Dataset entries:
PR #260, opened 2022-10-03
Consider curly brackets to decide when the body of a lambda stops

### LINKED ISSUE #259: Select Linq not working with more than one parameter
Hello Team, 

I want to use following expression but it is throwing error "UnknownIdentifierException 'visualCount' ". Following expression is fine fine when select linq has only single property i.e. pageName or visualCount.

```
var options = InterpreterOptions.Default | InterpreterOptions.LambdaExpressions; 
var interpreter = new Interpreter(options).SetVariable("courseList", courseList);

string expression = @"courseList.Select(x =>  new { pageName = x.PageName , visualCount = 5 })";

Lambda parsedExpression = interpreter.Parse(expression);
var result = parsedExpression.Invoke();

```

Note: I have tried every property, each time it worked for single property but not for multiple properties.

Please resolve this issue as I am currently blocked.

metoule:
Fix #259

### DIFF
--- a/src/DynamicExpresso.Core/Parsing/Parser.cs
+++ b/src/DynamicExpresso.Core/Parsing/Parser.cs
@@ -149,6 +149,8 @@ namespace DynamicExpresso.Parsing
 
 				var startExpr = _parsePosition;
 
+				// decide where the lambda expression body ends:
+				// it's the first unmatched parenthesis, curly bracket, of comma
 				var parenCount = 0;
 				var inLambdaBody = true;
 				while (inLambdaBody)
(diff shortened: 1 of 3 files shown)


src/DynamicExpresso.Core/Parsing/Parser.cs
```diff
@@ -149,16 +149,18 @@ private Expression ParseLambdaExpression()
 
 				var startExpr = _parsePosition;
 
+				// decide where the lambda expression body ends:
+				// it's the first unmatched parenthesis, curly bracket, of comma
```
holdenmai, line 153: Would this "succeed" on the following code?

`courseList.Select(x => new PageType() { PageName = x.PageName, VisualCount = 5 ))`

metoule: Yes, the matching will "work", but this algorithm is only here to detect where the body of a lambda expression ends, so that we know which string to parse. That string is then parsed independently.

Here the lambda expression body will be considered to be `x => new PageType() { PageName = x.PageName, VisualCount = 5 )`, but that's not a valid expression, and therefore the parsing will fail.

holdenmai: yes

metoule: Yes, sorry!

...

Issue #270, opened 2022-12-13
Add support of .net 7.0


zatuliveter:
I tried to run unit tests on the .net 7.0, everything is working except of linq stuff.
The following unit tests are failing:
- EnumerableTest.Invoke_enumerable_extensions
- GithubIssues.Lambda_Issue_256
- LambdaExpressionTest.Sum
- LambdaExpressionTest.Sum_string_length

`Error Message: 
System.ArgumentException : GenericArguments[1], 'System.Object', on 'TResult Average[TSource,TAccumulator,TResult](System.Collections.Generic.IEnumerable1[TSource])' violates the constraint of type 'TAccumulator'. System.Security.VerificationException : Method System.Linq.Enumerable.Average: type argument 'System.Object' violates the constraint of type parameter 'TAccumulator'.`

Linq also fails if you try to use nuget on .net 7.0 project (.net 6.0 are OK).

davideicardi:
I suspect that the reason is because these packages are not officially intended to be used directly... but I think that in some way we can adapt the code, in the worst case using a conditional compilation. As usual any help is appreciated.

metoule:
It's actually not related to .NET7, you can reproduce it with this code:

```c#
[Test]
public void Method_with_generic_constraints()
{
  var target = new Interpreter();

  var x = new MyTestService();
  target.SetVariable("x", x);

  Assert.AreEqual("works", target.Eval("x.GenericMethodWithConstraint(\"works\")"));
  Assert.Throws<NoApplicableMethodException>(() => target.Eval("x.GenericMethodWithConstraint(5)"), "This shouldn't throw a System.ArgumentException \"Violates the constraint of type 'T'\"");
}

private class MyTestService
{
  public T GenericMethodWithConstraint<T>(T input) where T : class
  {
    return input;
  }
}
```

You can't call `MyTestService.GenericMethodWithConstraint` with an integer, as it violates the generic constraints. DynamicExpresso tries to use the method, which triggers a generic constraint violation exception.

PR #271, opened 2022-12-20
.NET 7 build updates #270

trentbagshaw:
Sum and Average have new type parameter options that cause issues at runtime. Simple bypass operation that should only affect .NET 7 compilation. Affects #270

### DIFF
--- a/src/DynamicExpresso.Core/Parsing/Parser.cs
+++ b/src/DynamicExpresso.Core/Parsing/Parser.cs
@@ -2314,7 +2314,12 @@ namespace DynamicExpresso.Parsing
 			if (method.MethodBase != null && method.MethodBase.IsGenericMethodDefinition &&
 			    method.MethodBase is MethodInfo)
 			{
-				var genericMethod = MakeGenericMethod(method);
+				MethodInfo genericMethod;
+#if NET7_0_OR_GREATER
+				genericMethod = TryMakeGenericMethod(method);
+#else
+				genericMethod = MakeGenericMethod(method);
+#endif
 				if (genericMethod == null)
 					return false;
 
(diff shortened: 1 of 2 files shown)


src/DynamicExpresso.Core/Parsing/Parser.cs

• [TASK BRIEF]
Return each line in the records that holds the string "input".

• [RESULT]
  public T GenericMethodWithConstraint<T>(T input) where T : class
    return input;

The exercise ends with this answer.